Situarse detrás de la puerta al oír la puerta de la calle que se abría, fue pronto una costumbre. Desde que se había muerto su madre, se encontraba muy solo y aburrido, pero no estaba obligado a usar el aparato antimastubador. con el que habia estado durmiendo desde los doce años.

Aquello le producía una especial sensación de libertad, por eso se acostaba a a las ocho, después de cenar, sabiendo que tendría un par de horas de sueño antes de empezar su jornada de vigilante mirillero.

Su madre siempre le había advertido de las pelanduscas que iban por ahí, propagando enfermedades mortales que hacían que la carne se fuera cayendo a pedazos, y él siempre se habia sentido muy cohibido delante de las mujeres. De hecho, prefería mirarlas de lejos, observarlas, pensando en que quizás algún día encontraría a su compañera perfecta.

Ver subir a las chicas, con sus faldas cortas, y sus escotes generosos le producía especial excitación, su mano y su imaginación ponían el resto, y en aquellos momentos, se admitía paja como animal de compañía.

Si alguien lo hubiera podido ver a él, tal y como espiaba a los vecinos, habría contemplado una escena algo patética.

Estaba de pié, frente a la puerta un poco inclinado para ajustar su vista a la de la mirilla, en calzoncillos y camiseta de tirantes, con una mano apoyada en la puerta, y la otra pululando por peteneras.

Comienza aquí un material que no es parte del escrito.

PR #2774, opened 2023-03-21
Update upgrade-elastic-agent.asciidoc

xtruthx:
In the document there is written that the "Upgrade Agent" function in Fleet is grayed out if the kibana server version is lower than the Agent version. The kibana version must be higher than the agent version.

Kibana version must be higher so that option is shown. The original description is not really clear and confusing. IMHO

### DIFF
--- a/docs/en/ingest-management/fleet/upgrade-elastic-agent.asciidoc
+++ b/docs/en/ingest-management/fleet/upgrade-elastic-agent.asciidoc
@@ -69,7 +69,7 @@ that you can upgrade.
 image::images/upgrade-single-agent.png[Menu for upgrading a single {agent}]
 +
 The **Upgrade agent** option is grayed out if an upgrade is unavailable or
-the {kib} version is lower than the agent version.
+the {kib} version is not higher or equal than the agent version.
 
 . In the Upgrade agent window, select an upgrade version and click
 **Upgrade agent**.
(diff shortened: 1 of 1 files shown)


docs/en/ingest-management/fleet/upgrade-elastic-agent.asciidoc
```diff
@@ -69,7 +69,7 @@ that you can upgrade.
 image::images/upgrade-single-agent.png[Menu for upgrading a single {agent}]
 +
 The **Upgrade agent** option is grayed out if an upgrade is unavailable or
-the {kib} version is lower than the agent version.
+the {kib} version is not higher or equal than the agent version.
```
kilfoyle, line 72:
```suggestion
the {kib} version is below the agent version.
```
I think `below` is equivalent but a easier to parse than `not higher or equal than`.

xtruthx: IMHO `below`  is not enough. In your case the kibana version can be equal the agent version and the option is grayed out.

Suggestion:
`the {kib} version is below or equal to the agent version.`

kilfoyle, line 72:
```suggestion
the {kib} version is below or equal to the agent version.
```

kilfoyle: Sounds good to me! Thanks.

kilfoyle:
Thanks @xtruthx! I see it passed the CLA check now. I'll merge your suggested change and hopefully the other CI checks will all turn green.

Issue #2603, opened 2023-02-09
[Synthetics] Document that not all Playwright capabilities are available in Synthetics


paulb-elastic:
### Description

We’ve had some confusion (internally and externally) when folk take a Playwright script example and it fails to run in Synthetics.  This has been because we do not support the Playwright Test features (as we have our own runner in Synthetics).

For example, https://playwright.dev/docs/api/class-locatorassertions documents things like [`toHaveText`](https://playwright.dev/docs/api/class-locatorassertions#locator-assertions-to-have-text) assertions.  However these will not work in Synthetics as they are provided by Playwright Test.

I've marked this for 8.7, although it doesn't specifically relate to that release, and it wouldn't matter if it wasn’t immediately ready on release day, but came out shortly after.

### Resources

I think the Project Team (namely @vigneshshanmugam) will need to provide the content, with help from the Docs team on the best place to put it.

### Collaboration

TBD. The docs and product team will work together to determine the best path forward.

### Point of contact.

**Main contact:** @vigneshshanmugam 

**Stakeholders:**
* @vigneshshanmugam 
* @andrewvc 
* @paulb-elastic

colleenmcginnis:
>This has been because we do not support the Playwright Test features (as we have our own runner in Synthetics).

>I think the Project Team (namely @vigneshshanmugam) will need to provide the content, with help from the Docs team on the best place to put it.

@vigneshshanmugam can you help point me in the right direction here?

Based on browsing through the /synthetics repo, it looks like maybe we support _most_ of the Playwright [GenericAssertions](https://playwright.dev/docs/api/class-genericassertions) in [`expect.ts`](https://github.com/elastic/synthetics/blob/main/src/core/expect.ts), but we might not support any of the [LocatorAssertions](https://playwright.dev/docs/api/class-locatorassertions), [PageAssertions](https://playwright.dev/docs/api/class-pageassertions), or [SnapshotAssertions](https://playwright.dev/docs/api/class-snapshotassertions). Is that true? Is there somewhere else I should be looking?

vigneshshanmugam:
> Based on browsing through the /synthetics repo, it looks like maybe we support most of the Playwright [GenericAssertions](https://playwright.dev/docs/api/class-genericassertions) in [expect.ts](https://github.com/elastic/synthetics/blob/main/src/core/expect.ts)

[...]

PR #2792, opened 2023-03-24
[synthetics] Document that not all Playwright functionality is available in Synthetics

colleenmcginnis:
Closes https://github.com/elastic/observability-docs/issues/2603

## Approach

After some discussion in #2603, I've approached this more like _documenting the relationship between Synthetics and Playwright_ rather than just documenting that not all Playwright functionality is available in Synthetics. Here's what I've done so far:

* Added `expect` to the existing [Syntax overview](https://observability-docs_2792.docs-preview.app.elstc.co/guide/en/observability/master/synthetics-create-test.html#synthetics-syntax) section to highlight that this functionality is built into Synthetics. 
* Added a new [Playwright syntax](https://observability-docs_2792.docs-preview.app.elstc.co/guide/en/observability/master/synthetics-create-test.html#synthetics-playwright) section to the existing [Add steps](https://observability-docs_2792.docs-preview.app.elstc.co/guide/en/observability/master/synthetics-create-test.html#synthetics-create-step) section. This new section:
  * Explains the relationship between Synthetics and Playwright using a few examples of commonly used Playwright capabilities (for finding elements on a page and simulating user interaction).
  * Calls out Playwright capabilities that are definitely _not_ supported in Synthetics (for example, videos).
  * Calls out functionality that is available in Playwright, but is not supported/recommended when using Playwright with Synthetics because there is an alternative built into Synthetics (for example, `expect` and `request`).
* Split the content on using `expect` in a `step` into its own section, [Make assertions](https://observability-docs_2792.docs-preview.app.elstc.co/guide/en/observability/master/synthetics-create-test.html#synthetics-make-assertions) in order to provide more detail.
  * The current draft also includes a reference of all the `expect` methods, but I'm not sure if this is necessary based on the discussion in [#2603](https://github.com/elastic/observability-docs/issues/2603) (since this information could be included in a future generated reference). I'm interested in @vigneshshanmugam and @paulb-elastic's thoughts on this.

## To do

- [x] Get feedback on the approach from @vigneshshanmugam and @paulb-elastic
- [x] If needed, fill in missing `Description...` placeholders
- [ ] Full review from @vigneshshanmugam and/or @paulb-elastic
- [ ] Address feedback and publish

### DIFF
--- a/docs/en/observability/synthetics-create-test.asciidoc
+++ b/docs/en/observability/synthetics-create-test.asciidoc
@@ -224,149 +224,35 @@ expected value. See https://jestjs.io/docs/expect[Jest expect docs] for more inf
 
 [discrete]
 [[synthetics-assertions-methods]]
-== Methods
+== Supported `expect` methods
 
-[cols="1,2"]
-|===
-| *`not()`*
-| If you know how to test something, `.not` lets you test its opposite.
+:jest: https://jestjs.io/docs
 
-| *`resolves()`*
-| Use resolves to unwrap the value of a fulfilled promise so any other matcher can be chained. If the promise is rejected the assertion fails.
+* {jest}/expect#not[`not ()`]
+* {jest}/expect#resolves[`resolves ()`]
+* {jest}/expect#rejects[`rejects ()`]
+* {jest}/expect#tobevalue[`toBe (expected)`]
+* {jest}/expect#tobeclosetonumber-numdigits[`toBeCloseTo (expected, numDigits?)`]
+* {jest}/expect#tobedefined[`toBeDefined ()`]
+* {jest}/expect#tobefalsy[`toBeFalsy ()`]
+* {jest}/expect#tobegreaterthannumber\--bigint[`toBeGreaterThan (expected)`]
+* {jest}/expect#tobegreaterthanorequalnumber\--bigint[`toBeGreaterThanOrEqual (expected)`]
+* {jest}/expect#tobeinstanceofclass[`toBeInstanceOf (expected)`]
+* {jest}/expect#tobelessthannumber\--bigint[`toBeLessThan (expected)`]
+* {jest}/expect#tobelessthanorequalnumber\--bigint[`toBeLessThanOrEqual (expected)`]
+* {jest}/expect#tobenull[`toBeNull ()`]
+* {jest}/expect#tobetruthy[`toBeTruthy ()`]
+* {jest}/expect#tobeundefined[`toBeUndefined ()`]
+* {jest}/expect#tobenan[`toBeNaN ()`]
+* {jest}/expect#tocontainitem[`toContain (expected)`]
+* {jest}/expect#tocontainequalitem[`toContainEqual (expected)`]
+* {jest}/expect#toequalvalue[`toEqual (expected)`]
+* {jest}/expect#tohavelengthnumber[`toHaveLength (expected)`]
+* {jest}/expect#tohavepropertykeypath-value[`toHaveProperty (keyPath, value?)`]
+* {jest}/expect#tomatchregexp\--string[`toMatch (expected)`]
+* {jest}/expect#tomatchobjectobject[`toMatchObject (expected)`]
+* {jest}/expect#tostrictequalvalue[`toStrictEqual (expected)`]
 
-| *`rejects()`*
-| Unwraps the reason of a rejected promise so any other matcher can be chained. If the promise is fulfilled the assertion fails.
-
-| *`toBe(expected)`*
-a| Checks that a value is what you expect. It uses `===` to check strict equality. Don't use `toBe` with floating-point numbers.
-
-*Parameters*
-
-* *`expected`* (_any_) +++<span style="color:#f04e98">Description...</span>+++
-
-| *`toBeCloseTo (expected, numDigits?)`*
-a| Using exact equality with floating point numbers is a bad idea. Rounding means that intuitive things fail.
-
-*Parameters*
-
-* *`expected`* (_number_) The expected value.
-* *`numDigits`* (_number_?) The number of digits.
-
-| *`toBeDefined ()`*
-| Ensure that a variable is not undefined.
-
-| *`toBeFalsy ()`*
-| +++<span style="color:#f04e98">Description...</span>+++.
-
-| *`toBeGreaterThan (expected)`*
-a| +++<span style="color:#f04e98">Description...</span>+++.
-
-*Parameters*:
-
-* *`expected`* (_any_) +++<span style="color:#f04e98">Description...</span>+++
-
-| *`toBeGreaterThanOrEqual (expected)`*
-a| +++<span style="color:#f04e98">Description...</span>+++.
-
-*Parameters*:
-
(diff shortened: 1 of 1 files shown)


paulb-elastic:
@colleenmcginnis the build seems to have finished but the [links](https://github.com/elastic/observability-docs/pull/2792#issuecomment-1483248724) aren't working (which would be useful in this context), thanks.

colleenmcginnis:
>@colleenmcginnis the build seems to have finished but the https://github.com/elastic/observability-docs/pull/2792#issuecomment-1483248724 aren't working (which would be useful in this context), thanks.

We're experiencing some issues with the preview generation process. I'll let you know when it's back up!

colleenmcginnis:

colleenmcginnis:

colleenmcginnis:
@paulb-elastic all the preview links in the original post should work now! Let me know if you have any issues.

docs/en/observability/synthetics-create-test.asciidoc
```diff
@@ -147,16 +222,151 @@ See the https://playwright.dev/docs/api/class-page#page-get-attribute[`page.getA
 <2> Use the assertion library provided by the Synthetics agent to look for the
 expected value. See https://jestjs.io/docs/expect[Jest expect docs] for more information.
 
-[[synthetics-create-test-script-recorder]]
-[NOTE]
-====
-If you want to generate code by interacting with a web page directly, you can use the *Synthetics Recorder*.
+[discrete]
+[[synthetics-assertions-methods]]
+== Methods
```
vigneshshanmugam, line 227: We use the expect library from the Jest framework which itself is a standalone package. We could also point users to the website - https://jestjs.io/docs/expect. TLDR: Playwright used the same library before and recently enhanced it to support custom assertions which we clearly dont support leading to the whole confusion. 

One more idea would be to actually include only the subset of methods that we support and link the docs directly to the expect library instead. 

Thoughts?

colleenmcginnis: >We could also point users to the website - https://jestjs.io/docs/expect. 

At first glance it looks like not all the methods listed in the Jest docs are included in [`expect.ts`](https://github.com/elastic/synthetics/blob/main/src/core/expect.ts). Does that mean not all the Jest methods are supported in Synthetics? If so, could linking to the Jest site just cause the same kind of confusion we're seeing with linking to Playwright assertions? 

>One more idea would be to actually include only the subset of methods that we support and link the docs directly to the expect library instead.

When you say "link the docs directly to the expect library" do you mean the Jest site or somewhere else?

vigneshshanmugam: > If so, could linking to the Jest site just cause the same kind of confusion we're seeing with linking to Playwright assertions?

Yeah thats a possibility, We didnt expose that as some of the matchers in expect does not make sense for Synthetics. 

> When you say "link the docs directly to the expect library" do you mean the Jest site or somewhere else?

Yeah directly to the jest site for each supported methods. 

I don't have any preference on whether we should add them here vs referencing the users directly there and clearly documentating that we support only partial of them. Thoughts @paulb-elastic @andrewvc

colleenmcginnis: >I don't have any preference on whether we should add them here vs referencing the users directly there and clearly documentating that we support only partial of them.

Curious what Paul and Andrew think, but I'm thinking a full list of the `expect` methods that are supported in Synthetics where each list item is just a link to the relevant part of the Jest docs makes sense to me. That seems like a good compromise -- not too much content that might become difficult to maintain, but also clarity on what is/isn't supported.

paulb-elastic: @colleenmcginnis I 100% agree, I think this is a good compromise.
I am concerned just linking won't be clear exactly what is and isn't supported, or expected to work.  I can see this being a useful reference for us/Support as well as for users.

colleenmcginnis:
@paulb-elastic @vigneshshanmugam I updated the preview based on the conversation above. Would one (or both) of you be able to do a full review? Here's the [updated preview](https://observability-docs_2792.docs-preview.app.elstc.co/guide/en/observability/master/synthetics-create-test.html). Thanks!

paulb-elastic (approved):
Thanks @colleenmcginnis this looks great, I'll LGTM, but defer to @vigneshshanmugam to get the final approval before merging.

docs/en/observability/synthetics-create-test.asciidoc
```diff
@@ -25,6 +25,8 @@ The synthetics agent exposes an API for creating and running tests, including:
 `step`::        Actions within a journey that should be completed in a specific order.
                 Takes two parameters: a `name` (string) and a `callback` (function).
                 Learn more in <<synthetics-create-step>>.
+`expect`::      Check that a value meet a specific condition. There are several supported checks.
+                Learn more in <<synthetics-make-assertions>>.
```
colleenmcginnis, line 29: Typo 🙈  

(Reminder to myself to fix before merging.)

```suggestion
`expect`::      Check that a value meets a specific condition. There are several supported checks.
                Learn more in <<synthetics-make-assertions>>.
```

docs/en/observability/synthetics-create-test.asciidoc
```diff
@@ -112,7 +126,70 @@ step('Load the demo page', () => {
...
+* Finding elements on a web page using https://playwright.dev/docs/api/class-locator[locators].
+* Simulating https://playwright.dev/docs/api/class-mouse[mouse],
+  https://playwright.dev/docs/api/class-touchscreen[touch], or
+  https://playwright.dev/docs/api/class-keyboard[keyboard] events.
+
+Visit the https://playwright.dev/docs[Playwright documentation] for information.
+
+[NOTE]
+====
+Playwright functionality that is not supported in Elastic Synthetics includes:
```
vigneshshanmugam, line 174: We might need to mention it as `Playwright functionality that is not supported out of the box`, as users can still access these by using different means via Synthetics ex: video and API request.

vigneshshanmugam (approved):
LGTM @colleenmcginnis 🎉 

can we update the syntax example in the Make assertions section to be
```ts
  const input = await page.locator('input.new-todo');
    expect(await input.getAttribute('placeholder')).toBe(
      'What needs to be done?'
    );
```

docs/en/observability/synthetics-create-test.asciidoc
```diff
@@ -112,7 +126,70 @@ step('Load the demo page', () => {
...
+====
+
+The Elastic Synthetics library has alternatives to some Playwright functionality.
+The alternatives are designed to work better for synthetic monitoring.
+Do not use Playwright syntax to:
+
+* *Make assertions*. Use Elastic Synthetics's `expect` methods instead.
+  Read more in <<synthetics-make-assertions>>.
+* *Request parameter for the API tests.* Use Elastic Synthetic's `request`
+  parameter instead. Read more in <<synthetics-request-param>>.
```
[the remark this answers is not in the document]
vigneshshanmugam: ++ I feel this is better than original wording and clearly mentions alternatives and what are not supported out of the box.

PR #2811, opened 2023-03-30
Need to explicityly mention why agent is running as a super user

nimarezainia:


docs/en/ingest-management/elastic-agent/install-elastic-agent.asciidoc
```diff
@@ -1,7 +1,8 @@
 [[elastic-agent-installation]]
 = Install {agent}s
 
-NOTE: You can install only a single {agent} per host.
+NOTE: You can install only a single {agent} per host. Due to the fact that the {agent} may read data sources that 
+are only accessible by a superuser, {agent} will therefore also need to be executed with super user permissions.
```
kilfoyle, line 5:
```suggestion
are only accessible by a superuser, {agent} will therefore also need to be executed with superuser permissions.
```

kilfoyle (approved):
LGTM! 🚀 
Just one super small suggestion.

PR #2819, opened 2023-03-31
added ~ to ingest rate  [universal-profiling.asciidoc]

iogbole:


docs/en/observability/universal-profiling.asciidoc
```diff
@@ -213,7 +213,7 @@ In this spirit, both the host-agent and storage are engineered to use as little
 === {es} storage
 
 The Universal Profiling storage budget is predictable on a per-profiled-core basis. The data we generate, at the fixed
-sampling frequency of 20 Hz, will be stored in {es} at the rate of 40 MB per core per day.
+sampling frequency of 20 Hz, will be stored in {es} at the rate of ~40 MB per core per day.
```
mdbirnstiehl, line 216:
```suggestion
sampling frequency of 20 Hz, will be stored in {es} at the rate of approximately 40 MB per core per day.

```

I would just write out approximately here to be clear. Otherwise, LGTM.

PR #2844, opened 2023-04-05
Add note on location of proxy settings for artifact download

karenzone:
Related: 
* https://github.com/elastic/ingest-docs/issues/69
* https://github.com/elastic/ingest-docs/issues/75

@cmacknz: Something like this? 

**PREVIEW:** https://observability-docs_2844.docs-preview.app.elstc.co/guide/en/fleet/master/fleet-agent-proxy-support.html

### DIFF
--- a/docs/en/ingest-management/fleet-agent-proxy-support.asciidoc
+++ b/docs/en/ingest-management/fleet-agent-proxy-support.asciidoc
@@ -27,7 +27,7 @@ Configure proxy settings for {agent} when it must connect through a proxy server
 to:
 
 * Download artifacts from `artifacts.elastic.co` for subprocesses or binary
-upgrades
+upgrades (use <<fleet-agent-binary-download-settings>>)
 * Send data to {es}
 * Retrieve agent policies from {fleet-server}
 * Retrieve agent policies from {es} (only needed for agents running {fleet-server})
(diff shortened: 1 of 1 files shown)


docs/en/ingest-management/fleet-agent-proxy-support.asciidoc
```diff
@@ -132,6 +132,8 @@ HTTP_PROXY=http://my.proxy:8080
 
 After adding environment variables, restart the service.
 
+NOTE: If you use a proxy server to download artifacts from `artifacts.elastic.co`, configure <<fleet-agent-binary-download-settings>>.
```
cmacknz, line 135:
```suggestion
NOTE: If you use a proxy server to download artifacts from `artifacts.elastic.co`, configure <<fleet-agent-binary-download-settings>>. `artifacts.elastic.co` is used to download new versions of the agent when upgrading.
```

LGTM, but I think we should mention that artifacts.elastic.co is required to download upgrades so users know why they would need to configure this.

Feel free to reword this.

cmacknz: Actually this might be handled above with `Download artifacts from `artifacts.elastic.co` for subprocesses or binary upgrades` but it is a bit far away from this note

cmacknz (approved):

PR #2846, opened 2023-04-06
Add docs for Fleet UI FQDN setting

kilfoyle:
This adds docs for the new Host Format selector option added via https://github.com/elastic/kibana/pull/154563

Closes: https://github.com/elastic/ingest-dev/issues/1747

**Preview**

Screenshot 2023-04-06 at 11 22 31 AM


hop-dev (approved):
LGTM, is it worth mentioning that Hostname is the default?

kilfoyle:
Good idea @hop-dev  (and that was fast!). 
I've added `This is the default reporting format.` for the Hostname option and I've updated the screen capture in the description.

PR #2849, opened 2023-04-09
Sensitive information is already being redacted from diagnostics

nimarezainia:
the troubleshooting guide needs to be updated due to this merge: https://github.com/elastic/elastic-agent/pull/566

### DIFF
--- a/docs/en/ingest-management/troubleshooting/troubleshooting.asciidoc
+++ b/docs/en/ingest-management/troubleshooting/troubleshooting.asciidoc
@@ -309,6 +309,9 @@ This archive collects the following information:
 
 Note that the diagnostics bundle is intended for debugging purposes only, its structure may change between releases.
 
+IMPORTANT: {agent} attempts to automatically redact credentials and API keys when creating diagnostics. 
+Please review the contents of the archive before sharing to ensure there are no credentials in plain text.
+
 [discrete]
 [[not-installing-no-logs-in-terminal]]
 == Some problems occur so early that insufficient logging is available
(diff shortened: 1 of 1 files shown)


bmorelli25:
We just moved the ingest documentation to [elastic/ingest-docs](https://github.com/elastic/ingest-docs). Once we hear back from @cmacknz, I'll handle opening a new PR and backporting.

bmorelli25:
@cmacknz can you confirm if this is still an issue

docs/en/ingest-management/troubleshooting/troubleshooting.asciidoc
```diff
@@ -309,9 +309,6 @@ This archive collects the following information:
 
 Note that the diagnostics bundle is intended for debugging purposes only, its structure may change between releases.
 
-IMPORTANT: The configuration files in the archive may have credentials in *plain text*.
-These will need to be manually redacted before the archive is shared.
```
cmacknz, line 313: > IMPORTANT: {agent} attempts to automatically redact credentials and API keys when creating diagnostics. Please review the contents of the archive before sharing to ensure there are no credentials in plain text.

We have an algorithm for automatically redacting credentials, but it is best effort and may miss things. Rather than remove this I would rather document that we attempt to do the redaction but not to rely on it completely. For example, there have been bugs in this algorithm before.

nimarezainia:
@bmorelli25 I made the recommended changes. hope this doesn't conflict with what you suggested [here](https://github.com/elastic/observability-docs/pull/2849#issuecomment-1506021201)

cmacknz (approved):

bmorelli25:
Thanks, both! I've cherry-picked Nima's commits to the new `ingest-docs` repository. I'm going to close this PR in favor of https://github.com/elastic/ingest-docs/pull/190.

Issue #2818, opened 2023-03-31
[Synthetics] Best practice guide for Synthetics


paulb-elastic:
### Description

Might be good to start working on this after 8.8 has gone out (prioritising the other 8.8 docs tasks for now)

Different but linking to enhancing the troubleshooting page https://github.com/elastic/observability-docs/issues/2695

It would be useful to create a best practice guide for Synthetics.  This has come up a few times where users and the field have asked for guidance on pitfalls or other suggestions we can help them with.  We already have the [troubleshooting page](https://www.elastic.co/guide/en/observability/current/troubleshoot-uptime-mapping-issues.html) but probably want something else, more focused on best practices.

I expect this will be something we’ll want to update ad hoc as we and users learn and ask for different scenario advice.

### Resources

This will need to be a team wide collaboration as I’m sure we’ll all have ideas on what to include.

Some very initial suggestions as a starting point:

* Aware of geographical differences on websites
  * Language, content, behaviour can be different from the website when delivered to different regions (e.g. cookie banners, but much more)
  * Particularly pertinent when recording a script in one region and running it another, or expecting a single script to work in multiple regions
* The Synthetics Recorder is most useful for creating a skeleton for a script, to help build the actions and assertions and step separation
  * Although this may suffice for a simpler website or journey, additional scripting or logic it’s often needed to make the script more reliable and less brittle
  * For example, selecting a date on a ticket purchasing website should not typically use a fixed date, as over time, that date will become invalid as it’s in the past.  It may be more appropriate to dynamically generate the date to select (e.g. today + 60 days)
* Avoid repeating the same code for common actions used across multiple scripts
  * As with other development disciplines, consider the [DRY principle](https://en.wikipedia.org/wiki/Don%27t_repeat_yourself) when writing multiple scripts
  * For example, you may have a login step that’s needed across multiple scripts.  Consider using [Project Monitors](https://www.elastic.co/guide/en/observability/current/synthetics-get-started-project.html) and separating out the login logic into a separate code block.
  * See an example in our [Synthetics Demo](https://github.com/elastic/synthetics-demo) repo where journeys in [advanced-example.journey.ts](https://github.com/elastic/synthetics-demo/blob/main/todos/journeys/advanced-example.journey.ts) call the `loadAppStep` method (and others) which are defined in [advanced-example-helpers.ts](https://github.com/elastic/synthetics-demo/blob/main/todos/journeys/advanced-example-helpers.ts)
[...]

PR #2866, opened 2023-04-20
Set expectations for the Synthetics Recorder

paulb-elastic:
Set some expectations for how the Recorder should be considered when using.  Whilst we have https://github.com/elastic/observability-docs/issues/2818 to add a more detailed _best practice_ guide, this is to add some expectations directly in the recorder docs.

### DIFF
--- a/docs/en/observability/synthetics-recorder.asciidoc
+++ b/docs/en/observability/synthetics-recorder.asciidoc
@@ -3,6 +3,8 @@
 
 beta[]
 
+IMPORTANT: As with any script recording technology, the Elastic Synthetics Recorder should be thought of as a tool to help create the main structure of the script. For simpler sites it may well be enough to have created the final script, but for more complex and dynamic sites, or to limit flakiness, some further scripting may be needed.
+
 You can use the Synthetics Recorder to <<synthetics-create-test, write a synthetic test>> by interacting with a web page and exporting journey code that reflects all the actions you took.
 
 image::images/synthetics-create-test-script-recorder.png[Elastic Synthetics Recorder after recording a journey and clicking Export]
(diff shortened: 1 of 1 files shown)


docs/en/observability/synthetics-recorder.asciidoc
```diff
@@ -3,6 +3,8 @@
 
 beta[]
 
+IMPORTANT: As with any script recording technology, the Elastic Synthetics Recorder should be thought of as a tool to help create the main structure of the script. For simpler sites it may well be enough to have created the final script, but for more complex and dynamic sites, or to limit flakiness, some further scripting may be needed.
```
colleenmcginnis, line 6: What do you think about something like this?

```suggestion
IMPORTANT: As with any script recording technology, the Elastic Synthetics Recorder should be used as a tool to help create the main structure of the script. For simpler sites, you may be able to use the Synthetics Recorder's output directly to create a synthetic monitor, but for more complex and dynamic sites, or to limit flakiness, you'll likely need to edit its output before using it to create a monitor.
```

colleenmcginnis (commented):
Should we backport this all the way back to when the Synthetics Recorder docs were added?

paulb-elastic:
> Should we backport this all the way back to when the Synthetics Recorder docs were added?

@colleenmcginnis I did wonder this, but then didn't know how much folks would be looking at the older version of the docs for the recorder specifically (as it doesn't align to the stack releases).

Taking a look, this page is there from 8.3.  Happy to take your lead here if you think that would be more consistent.  Does this just need the backport labels adding for each of those version?

colleenmcginnis:
>Taking a look, this page is there from 8.3. Happy to take your lead here if you think that would be more consistent. Does this just need the backport labels adding for each of those version?

Yep! Just add the labels for each version.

Y un detalle no nimio, desde que se le habían roto las zapatillas, cuando se levantaba de la cama, se calzaba unas botas de piel girada, afelpadas por dentro, eran cómodas y fáciles de poner con su cremallera lateral, y su suela de goma las hacían silenciosas y discretas.

De esta guisa estaba cuando un día, un hecho inesperado fue a romper la rutina.

Un cliente, que había entrado hacia pocos minutos, de repente salió corriendo con la camisa desabrochada y el pantalón a medio subir, yéndose escaleras abajo.

Al poco tiempo salió ella.

El la conocía de verla subir y bajar . Era una chica rubia, pequeñita, que vestía siempre una minifalda azul y una camiseta corta que dejaba su vientre al aire. Pero ahora salia llorosa, con un zapato puesto y el otro en la mano, y con la camiseta desgarrada a la altura del hombro descubriendo una tira de un sujetador negro.

Se sentó en el suelo en el rellano, sin decidirse a bajar, cogiéndose las rodillas con los brazos y llorando desconsoladamente.

Clodomiro, sin pensar demasiado en lo que hacia, abrió la puerta y salió a consolar a la chica. La cogió de los brazos y la hizo levantar, ella ni opuso resistencia ni se ayudó demasiado, por lo que el contacto con aquel cuerpo, lo hizo estremecer. Nunca había pensado que las mujeres fueran tan blanditas y tan suaves. Y sintió levantarse el ánimo dentro de si, y notó como se elevaba el frontal de sus calzoncillos y una eyaculación prematura empapó la prenda. Notó de inmediato, la habitual languidez en sus piernas que hizo dejar de sostener por un momento a la chica, la cual, creyéndose que caía, levantó la vista, y al verlo, dio un alarido tremendo y escapó corriendo escaleras abajo.

En el mismo momento en que la chica escapaba, la puerta de su piso, se cerró con estrépito.

El portazo lo hizo volver a la realidad. Y ésta era bien dura, estaba en calzoncillos, en el rellano de la escalera sin llave ni manera de abrir, y con un sospechoso manchurón braguetero que indicaba claramente lo que habia pasado.

Por un momento, en su mente, pasaron rápidamente todas las posibilidades. Su primer impulso fue hacer como había visto en las películas, embestir fuerte con el hombro y derribar la puerta. Pero un solo vistazo a la puerta y a su esmirriada figura le hizo desistir.

El vivía en el primero segunda. Del primero primera ni hablar, a lo mejor todas las putas repetian lo del alarido. Quedaba el segundo piso, de allí podía intentar descolgarse por el balcón.

En el Segundo primera vivía un guardia civil con bigote que tenia una hija de muy buen ver, y que se lo miraba con mala cara cada vez que se cruzaba con él en la escalera. no quiso ni pensar en lo que pasaría si llamara a la puerta de esta guisa. Pero en el otro piso, vivía una anciana pacifica que quizá le ayudaría.

La anciana del segundo, le abrió la puerta, y se lo miró de arriba abajo. El le explicó que se le había cerrado la puerta y si podía intentar acceder a su casa a través de su piso. La mujer, sin despegar los labios, y sin abrir del todo la puerta, seguía mirándoselo, como sopesando la situación, evaluando posibilidades. Después de un rato, abrió del todo la puerta y le indicó con la cabeza que pasara.

Clodomiro entró rápidamente y se dirigió hacia el balcón de la sala, la que daba a la calle, allí, miró hacia abajo, no lo vio muy claro, pero había un canalón de desagüe cercano en el que pensó que podía apoyarse para descender.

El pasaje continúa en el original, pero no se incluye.